Organized by the German, European Studies, History and Political Science departments, the symposium featured four speakers, a buffet lunch and a round-table discussion. These speakers covered a variety of topics, from the political implications of the event to firsthand accounts of life in East Germany. The organizers also set up exhibits in Frost Library, Keefe Campus Center and Porter House and had a table in Valentine Dining Hall, where they played footage of the fateful night of Nov. 9, 1989 and distributed free T-shirts as well as informational pamphlets.
According to Ute Brandes, the Georges Lurcy Professor of German who helped organize the symposium, the plan was initiated when the German Embassy contacted the College a year ago to propose the idea of a commemoration.
The symposium’s first speaker, Constanze Stelzenmüller, a Senior Transatlantic Fellow of the German Marshall Fund of the United States, intertwined the personal and the political in her speech about the fall of the Berlin Wall. As the child of a diplomat, she experienced the Cold War from diverse international angles, which she incorporated to her speech. The second speaker, Holger Teschke, Visiting Professor of Theatre at Mt. Holyoke College, discussed East German culture before and after the Wall, and William Taubman, Bertrand Snell Professor of Political Science, provided a Soviet perspective to the event.
On the final day of the symposium, participants were invited to an authentic German lunch followed by a speech and documentary videos by Stefan Roloff and a round-table discussion with Brandes, Roloff and Teschke.
Brandes, who grew up in East Germany, told her personal story about her escape from the Communist regime and how the Wall divided her family.
“[For] the flight from East Germany to West via Berlin — the only free zone — we went in pairs,” she remembered. “My middle sister and I went together and we took the train to East Berlin. We would have to avoid the police on the train, who would recognize that we had a suitcase, so we left it in one compartment and went on. [We did the] same thing in East Berlin. We left it on the subway on one end and walked. Once we were in West Berlin, we went back and it was still there. It was pretty good! Three days later, we were flown out of West Berlin — Berlin was like an island in the middle of East Germany — and that way, we left it and didn’t return for a long time to East Berlin.”

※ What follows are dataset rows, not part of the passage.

PR #2771, opened 2021-02-15
Replace localized card discount reporting, moving it to the card. Add Moon Tether.

kberg:
image
image

### DIFF
--- a/src/cards/base/AntiGravityTechnology.ts
+++ b/src/cards/base/AntiGravityTechnology.ts
@@ -6,6 +6,7 @@ import {CardName} from '../../CardName';
 import {CardRenderer} from '../render/CardRenderer';
 import {CardRequirements} from '../CardRequirements';
 
+export const ALL = 'all';
 export class AntiGravityTechnology extends Card implements IProjectCard {
   constructor() {
     super({
@@ -25,6 +26,8 @@ export class AntiGravityTechnology extends Card implements IProjectCard {
       },
     });
   }
+  public cardDiscount = {amount: 2};
+
   public getCardDiscount() {
     return 2;
   }
--- a/src/cards/base/AntiGravityTechnology.ts
+++ b/src/cards/base/AntiGravityTechnology.ts
@@ -6,7 +6,6 @@ import {CardName} from '../../CardName';
 import {CardRenderer} from '../render/CardRenderer';
 import {CardRequirements} from '../CardRequirements';
 
-export const ALL = 'all';
 export class AntiGravityTechnology extends Card implements IProjectCard {
   constructor() {
     super({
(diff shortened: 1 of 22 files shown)


src/models/CardModel.ts
```diff
@@ -3,12 +3,14 @@ import {CardType} from '../cards/CardType';
...
 import {Units} from '../Units';
 import {CardName} from '../CardName';
+import {CardDiscount} from '../cards/ICard';
 
 export interface CardModel {
     name: CardName;
     resources: number | undefined;
     resourceType: ResourceType | undefined;
     calculatedCost?: number;
+    discount?: CardDiscount,
```
bafolts, line 13: This makes sense to me to place on `CardMetadata`. Placing the `discount` on `CardMetadata` will also help with memory per card.

src/cards/base/AntiGravityTechnology.ts
```diff
@@ -6,6 +6,7 @@ import {CardName} from '../../CardName';
 import {CardRenderer} from '../render/CardRenderer';
 import {CardRequirements} from '../CardRequirements';
 
+export const ALL = 'all';
```
bafolts, line 9: I don't think this is used anywhere. Probably leftover from when taking a different approach. Or I am missing something.

bafolts (changes requested):
Separating the discount mapping from `PlayerTags` is good change. The added `cardDiscount` property will either have to use the static memory pattern or be placed on the `metadata` property. It feels like it is metadata property to me so would make sense to place on `metadata`.

src/cards/base/AntiGravityTechnology.ts
kberg: A, removing

src/models/CardModel.ts
kberg: How about making that a follow-up change?

kberg:
> Separating the discount mapping from `PlayerTags` is good change. The added `cardDiscount` property will either have to use the static memory pattern or be placed on the `metadata` property. It feels like it is metadata property to me so would make sense to place on `metadata`.

I'm ... not so sure. But OK.

kberg:
> > Separating the discount mapping from `PlayerTags` is good change. The added `cardDiscount` property will either have to use the static memory pattern or be placed on the `metadata` property. It feels like it is metadata property to me so would make sense to place on `metadata`.
> 
> I'm ... not so sure. But OK.

Do you mean CardMetadata? CardMetadata has mostly been used for rendering. I'd like to keep those separate, and prefer to use the static memory pattern (and replace calls to getCardDiscount where reasonable.)

bafolts (approved):
Using the static memory pattern would also be fine. Doing in a separate pull request is fine.

kberg:
> Using the static memory pattern would also be fine. Doing in a separate pull request is fine.

Already done.

PR #2772, opened 2021-02-16
Split all URL processing into individual handlers. (does not compile, rfc)

kberg:


bafolts (commented):
Having looked at this at a high level it looks like exactly what I had in mind with the `src/routes/` namespace. It is worth getting this to compile.

kberg:
Aye aye.

kberg:
I'm going to abandon this PR and start from scratch so as to make sure individual pieces work. I see what routes was supposed to be, but since you need those functions sometimes, it doesn't seem like the Routes code is a good idea for a base class, but something like a "ReturnCodes" thing.

kberg:
Closing this, as it's being handled in steps.

PR #2777, opened 2021-02-17
Add Beginner mode, which shows default alloy values and milestone and award costs.

kberg:


src/components/Milestone.ts
```diff
@@ -35,16 +37,26 @@ export const Milestone = Vue.component('milestone', {
     toggleList: function() {
       this.showList = !this.showList;
     },
+    getAvailableMilestoneSpots: function(): Array<number> {
+      const count = this.milestones_list.filter((milestone) => milestone.player_name).length;
+      return Array(3 - count).fill(MILESTONE_COST);
```
bafolts, line 42: May be worth making this 3 a constant. When first reading this I wasn't sure why 3 was used. The 3 here would be `AVAILABLE_MILESTONES`.

src/components/overview/PlayerResource.ts
```diff
@@ -56,12 +57,25 @@ export const PlayerResource = Vue.component('player-resource', {
...
+        return tutorialModeOn || this.steelValue > DEFAULT_STEEL_VALUE;
+      case Resources.TITANIUM:
+        return tutorialModeOn || this.titaniumValue > DEFAULT_TITANIUM_VALUE;
+      case Resources.HEAT:
+        return this.canUseHeatAsMegaCredits;
+      default:
+        return false;
+      }
+    },
     isResourceUpgraded: function(): boolean {
```
bafolts, line 73: With the introduction of the `showResourceValue` function the `isResourceUpgraded` can be removed as it isn't used.

src/components/Milestone.ts
kberg: Follow-up? Because I'd apply that in a few places, like Game and Player. That's not appropriate for this change. The first half could go in here, just for the sake of moving code through the pipeline, I'll do it in a follow up.

src/constants.ts
```diff
@@ -1,6 +1,8 @@
 // Base constants
 export const CARD_COST: number = 3;
 export const MILESTONE_COST: number = 8;
+export const AWARD_COSTS: Array<number> = [8, 14, 20];
```
bafolts, line 4: This array can be re-used

https://github.com/bafolts/terraforming-mars/blob/main/src/Game.ts#L534

Should make the function easier to follow in `Game`.

bafolts (approved):

src/components/overview/PlayerResource.ts
kberg: Done.

src/constants.ts
kberg: viz otrher comment, I'd like to do that separately.

PR #2785, opened 2021-02-18
Fixes missing Mandatory Venus Terraforming option in game setup details panel

puuj:
This fixes an issue where selecting "Mandatory Venus Terraforming" as a game option is not reflected in the popup panel showing the game settings. I tested by creating games with and without the mandatory Venus option and it appropriately shows the correct message (or lack thereof).


kberg (approved):
Thank you!

PR #2787, opened 2021-02-18
Expand help page, based on nwai90/ui_improvements.

kberg:


kberg:
I captured everything except the keyboard shortcuts are a little off.

vsrisuknimit:
So much work. Why not put everything on the wiki instead? Easier to maintain that way?

https://github.com/bafolts/terraforming-mars/pull/2720#pullrequestreview-589566041

src/components/help/HelpStandardProjects.ts
```diff
@@ -0,0 +1,31 @@
...
+    Card,
+  },
+  methods: {
+    getStandardProjects: () => [
+      CardName.SELL_PATENTS_STANDARD_PROJECT,
+      CardName.POWER_PLANT_STANDARD_PROJECT,
+      CardName.ASTEROID_STANDARD_PROJECT,
+      CardName.AQUIFER_STANDARD_PROJECT,
+      CardName.GREENERY_STANDARD_PROJECT,
+      CardName.CITY_STANDARD_PROJECT,
```
vsrisuknimit, line 16: missing standard project colony

src/components/help/HelpStandardProjects.ts
```diff
@@ -0,0 +1,31 @@
...
+      CardName.AIR_SCRAPPING_STANDARD_PROJECT,
+      CardName.BUFFER_GAS_STANDARD_PROJECT,
+      CardName.MOON_COLONY_STANDARD_PROJECT,
```
vsrisuknimit, line 19: Separate non official expansion standard projects.

vsrisuknimit (changes requested):

chosta:
@kberg Is there a way to check this somewhere live? Code seems solid, just need to check visuals

src/components/help/HelpIconology.ts
```diff
@@ -0,0 +1,212 @@
+import Vue from 'vue';
+
+export const HelpIconology = Vue.component('help-iconology', {
+  components: {
```
chosta, line 4: I don't think components and methods is required but might be a new setting I'm unaware of. Seems like ghost code to me if its empty

src/components/help/HelpPhases.ts
```diff
@@ -0,0 +1,153 @@
+import Vue from 'vue';
+
+export const HelpPhases = Vue.component('help-phases', {
+  components: {
```
chosta, line 4: ghost code?

chosta (approved):
I agree with @vsrisuknimit's comments about missing colony and separation of expansions.

vsrisuknimit:
> @kberg Is there a way to check this somewhere live? Code seems solid, just need to check visuals

@chosta You can check on the community server. It is mostly the same just a few different names for things.

https://github.com/nwai90/terraforming-mars/pull/16
https://tfm-community.herokuapp.com/help-page

chosta:
> @chosta You can check on the community server. It is mostly the same just a few different names for things.

Lit!
That is some Pro-work

I am not sure how I feel about the accordion effect though. It's 2021 and jquery leftover fade effects should be srangled to death :)

kberg:
****

> @kberg Is there a way to check this somewhere live? Code seems solid, just need to check visuals

Ah right I forgot: terraforming-mars-kberg.herokuapp.com

kberg:
> So much work. Why not put all these pages on the Github wiki instead? Easier to maintain that way?
> [#2720 (review)](https://github.com/bafolts/terraforming-mars/pull/2720#pullrequestreview-589566041)

I assume by using a quote you're not necessarily asking the question, but I'll answer it as if you asked it.

The good news is the work is done (thanks!), so the work for me was moving it between repositories. My general criticism of your proposal was that your answer to this was that people were _afraid_ of github. I still disagree with that reasoning, but the work is done, so making it available to everybody is a win, especially if the only cost is moving code between repositories, and cleaning it up along the way.

That reasoning isn't applicable everywhere, like, when moving infrastructure code, so that wasn't meant to be a generally applicable statement.

vsrisuknimit:
@kberg you did not answer why not the wiki? Easier to maintain that way. That was your argument in my original PR.

kberg:
> So much work. Why not put all these pages on the Github wiki instead? Easier to maintain that way?
> [#2720 (review)](https://github.com/bafolts/terraforming-mars/pull/2720#pullrequestreview-589566041)
> 
> "What's the value proposition of this change? I do not understand why it is useful."
> [#2729 (comment)](https://github.com/bafolts/terraforming-mars/pull/2729#issuecomment-778672446)
> 
> "Don't add additional complexity, please. Gamers aren't going to need them, what's the meaningful extra value?" Perhaps just link to a BGG? They can find everything there.
> [#1637 (comment)](https://github.com/bafolts/terraforming-mars/pull/1637#discussion_r508213490)

I did say all those things, and in their contexts I stand behind them, including the one this PR is based on (which, of course, as we know, is mostly your work.) I responded to that one separately.

But two of those things are _not_ related to this PR, and so I have to ask why you chose to do that. As I mentioned to you in chat, there's a professional skill software engineers learn, to criticize the problem, not the person. Due to the structure of the comment, and that you put all of those in one place, I'm going to assert that you're not criticising the problem, but the person, that person being me. I further assert that your compilation here was a kneejerk emotional response, and by showing them all at once is your way of letting me get a taste of my own medicine.

My failure was failing to recognize that people not trained to understand this problem/person thing will find it difficult or unpleasant. As you suggested in chat, I should take a look at that, and as I have told you, I have!

Another thing we're taught professionally is that criticizing the problem can be done in public, criticizing the person is something to do in private. Consider that ongoing when airing grievances in public like this, and whom it serves well. Alterantively, as I've said to you before, go straight to Brian if you can't find relief from your concerns elsewhere.

vsrisuknimit:
"What's the value proposition of this change? I do not understand why it is useful."
https://github.com/bafolts/terraforming-mars/pull/2729#issuecomment-778672446

If you stand behind those statements, please do. But first read the PR and look at the images. It already explained by pictures what the PR tried to do (allowing user to know which card to copy). What is the question for then?

And in the PR where I first clashed with you, you already admitted you were wrong and misunderstood the PR. Do you still stand behind the statement?

It is constantly like this. Not understanding what the users want and just keep resisting and pushing back with sharp words.  Words have weight, @kberg. You can do what you want (OAuth) without wanting to listen to users, but when others try to push for changes that people requested, always pushback.

kberg:
@vsrisuknimit this is not the place for this discussion; it's not about this PR. Let's continue this offline.

chosta:
Guys, you should settle the dispute in a private chat. You are both great at what you do and I'm sure you'll find the strength to atually listen what the other party has to say. I'm actually glad that you are passionate about the project and care about it's present and future but I feel like it became too personal. The PR threads are not the right place to clear out the differences :)

vsrisuknimit:
"I don't think his reasoning is based on software development culture as much as software development in general. Any line of source code we add could potentially cause a bug that prevents the app from running. Anything using vue is also something else we have to update if we were to update vue or change to something else like react at some point. **Putting that page in wiki would avoid all that overhead**." - @bafolts (when I asked about the your resistance and your argument on the original PR.)

So I am still waiting to read about why it was bad when I did it and okay when you do it.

However, one of Brandes’ sisters stayed behind in the East. One day, she woke up and could no longer leave. She did not see her parents again for 20 years.
“She was living in the East because it was cheaper and she was working in the West,” explained Brandes, “and then one Sunday morning, she was trapped. There was a wall and she could not go to work. She lived right next to the Wall and there was a watchtower that could look into one side of her apartment building where her bathroom and bedrooms were. She felt there was a curtain down all the time because she was watched all the time. My parents were not allowed — they didn’t dare — visit her. They had not seen each other for 20 years, and only when they got to be old enough that she was allowed out, she had to go back after two weeks.”
Stories similar to Brandes’ filled the symposium as the speakers remembered their own personal stories and the stories of family and friends as part of a historical event that is still very much in living memory. This personal aspect was what particularly struck and impressed German Language Assistant Markus Duerre.
“[The lectures] were very informative because they were from a personal view. Everybody knows what happened, but the insights from different perspectives were nice. That was something I never learned. I knew all the historical facts, but this personal perspective was pretty impressive.”
Like most of their German contemporaries, both Brandes and Duerre remember exactly where they were when the Wall came down.
“Twenty years ago, I was at a lecture in the Red Room, listening in, and there was a student who leaned over and said, ‘Professor Brandes. Guess what? The wall just fell,’” she recalled. “I said, ‘Dream on!’ I was absolutely incredulous. It was something I knew, or I hoped, would happen within my lifetime, but certainly not immediately. That we were able to capture that and celebrate that was very important.”
Duerre was only four years old at the time, but the fall of the Wall was such a momentous occasion that it formed a lasting impression.
“I was at my grandparents’ house and we saw all this on the television,” he recalled. “The thing that I remembered is that from that day on, I decided that blue was my favorite color because I saw so many police cars and the lights in front of the Brandenburg Gate. I saw the picture of a lot of people at the gate and the Wall between the people. I was amazed how my parents were so excited and they were crying and laughing.”
Through the lectures, exhibits and buffet lunch, the organizers hoped to educate the College about the Wall, but also to celebrate the victory of freedom as Germany continues to heal its wounds and internal divisions.
“There is not a division, but we refer to East Germans and West Germans differently, so there is not complete equality,” Duerre explained. “It’s harder to get a job in the East. It’s not a division, but it will take time before everything really comes together. You can see where the Wall actually was in Berlin. There’s a marking in the pavement. That’s impressive when you stand there and you know that on one side was freedom and on the other side, there was not.”